------ The records ------

Issue #24698, opened 2024-07-12
SVG icons and child windows (controls) are scaled incorrectly under Windows on HiDPI displays


hatelamers:
#### Bug description:

When a wxWidgets app is compiled with `#define wxUSE_DPI_AWARE_MANIFEST 2` and run on HiDPI display with custom scaling (f.i. 200%) all SVG icons loaded from XRC have wrong sizes in menus, data views, on buttons, tabs etc.  Also all child windows (resizeable or restored with `wxPersistenceManager::Get().RegisterAndRestore(control)`) have wrong relative dimensions comparing to 100% scale. As result the GUI looks broken.

#### Expected behaviour:
Relative dimensions and proportions of GUI elements on HiDPI monitor with custom scaling should not be different to those on monitors scaled to 100%. Example of "correct" view on 100% scaled display:
![app-100-percent-scale](https://github.com/user-attachments/assets/2d3b7267-d9a7-4d52-a6c4-eaf67f481021) 

#### Observed behaviour:
Apart from fonts and main window size other GUI elements are scaled incorrectly on display with 200% scaling:
![app-200-percent-scale](https://github.com/user-attachments/assets/513c8d83-faa9-4e62-aff4-ca4d090c0002)

#### To Reproduce:
1. Construct a minimal wxWidgets app with one main window loaded from XRC.
2. Add a menu to the XRC with a couple of items with SVG icons (default size: 16)
3. Add wxSplitterWindow containing 2 wxDataViewCtrl elements  (or wxDataViewListCtrl for simplicity) to the XRC.
4. Add `wxPersistenceManager::Get().RegisterAndRestore(splitter);` in initialization code block of the main frame.
5. Insert some items into data views (`wxDataViewCtrl::AppendIconTextColumn(...);`)
6. Compile
7. Run the app on a HiDPI display scaled to 200%.
8. See icons having wrong sizes.
9. Move the splitter.
10. Close the app.
11. Run it again (with 200% scaling)
12. See the splitter on different position from where you moved it previously.

Use attached sample code: [svgtest.zip](https://github.com/user-attachments/files/16363627/svgtest.zip)

### Platform and version information
- wxWidgets version: 3.2.5
- wxWidgets port: wxMSW (compiled from sources)
- OS: Windows 10, 11

oneeyeman1:
@hatelamers ,
Can you make a minimal possible patch to one of the XRC samples and attach it to the ticket?

Thx.

[...]

PR #24840, opened 2024-09-26
Fix size of SVG images loaded from XRC in high DPI

vadz:
Don't scale the default SVG size by the current scale factor, it is DPI-independent and expressed in DIPs, not pixels, so don't use ParseStringInPixels() for it.

See #24698.


vadz:

Issue #24701, opened 2024-07-13
Clipboard problem under KDE neon


unxed:
Steps to reproduce:

1. Download latest KDE neon ISO:
https://neon.kde.org/download
(I used neon-user-20240530-0715.iso for testing)

2. Install system in virtual machine (I used virt-manager & qemu) with default settings

3. Build wxWidgets with default settings

4. Build and run `text` sample

5. Select `Next 10 characters should be in blue` string in `text` sample window

6. Menu, Clipboard, Copy

7. Run Kate text editor

8. Try to paste

Additionally, you can run Konsole terminal emulator and type
`sudo apt install wl-clipboard`
and
`wl-paste -l`
to see the source of a problem:
```
$ wl-paste -l
UTF8_STRING
```

`UTF8_STRING` is x11 atom, but neon uses Wayland, and most apps do not expect such atom under Wayland, it should be `text/plain;charset=utf-8` instead.

unxed:
Touch #23544, #23650, #24444, #24391, #23650

paulcor:
Not KDE specific, I can reproduce a clipboard problem with Weston. There is also a second problem: `FindFocus()` isn't working, which is making the described test using the `text` sample invalid. You can avoid the `FindFocus()` problem by using the top center control in the `text` sample, which has the text starting "Prepended". Copying text from that control with the menu command doesn't work with Wayland, `wl-paste -l` just prints `TIMESTAMP`.

vadz:
For me selecting the text in the control with "Prepended" and using "Clipboard > Copy" from the menu results in

```console
% wl-paste -l         
text/plain;charset=utf-8
UTF8_STRING
```

as expected. This is under Sway and not Weston or Kwin, however.

However I have no idea how can the behaviour of the code depend on the compositor and it's pretty bad news if it does :-( Are you testing with master?

unxed:
> Are you testing with master?

yep

vadz:
I can reproduce it with Weston, looking.

vadz:
It looks like under Weston calling `gtk_selection_add_target()` only works the first time we do it, somehow, which is why only `TIMESTAMP` appears in `wl-paste -l` output: if I remove the call to `AddSupportedTarget(g_timestampAtom)` I do see `UTF8_STRING`, and if I hack the code to add `text/plain;charset=utf-8` instead, I see it too and copying it works, but this is surely not the right thing to do, as it will break something else.

[...]

PR #24845, opened 2024-09-28
Fix copying text to the clipboard under Wayland with some compositors

vadz:
This works with Weston, but still needs to be tested with kwin (see #24701).


vadz:
Damn, sorry, I've pushed this to master accidentally instead of updating the PR :-(

But it does seem to work for me under both Weston and kwin, so let's hope we're going to get more testing for it like this?

PR #24847, opened 2024-09-28
Fix defining wxNODISCARD for gcc

vadz:
Fix the check in f1985c6ba2 (Use [[nodiscard]] with functions returning object to be freed, 2022-11-04) for gcc which didn't work properly due to a typo.

See #22943.


lanurmi:
The same typo in the same context is also present in `src/stc/lexilla/include/LexillaCompat.h`.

------

Go through the listing above line by line and state how many lines include the string "version". Write only the number.

2